ENTRIES SUPPLIED:

PR #33520, opened 2024-10-10
fix!: Only room creator can set the E2EE room key for the first time

KevLehman:

- Checks that `room.u._id` is the same as the user requesting. Currently anyone invited to the room can set the roomKeyID (and the E2EE key) before the owner gets the key, which can cause race conditions and leave the room in a bad state.
- 
## Issue(s)

https://rocketchat.atlassian.net/browse/E2EE2-79


MarcosSpessatto (approved):
We should change this to a fix instead

sampaiodiego (approved):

WHAT IS EXPECTED:
Find the word "approved" in the records and pull out each line that has it.

SOLUTION FOR THIS EXERCISE:
MarcosSpessatto (approved):
sampaiodiego (approved):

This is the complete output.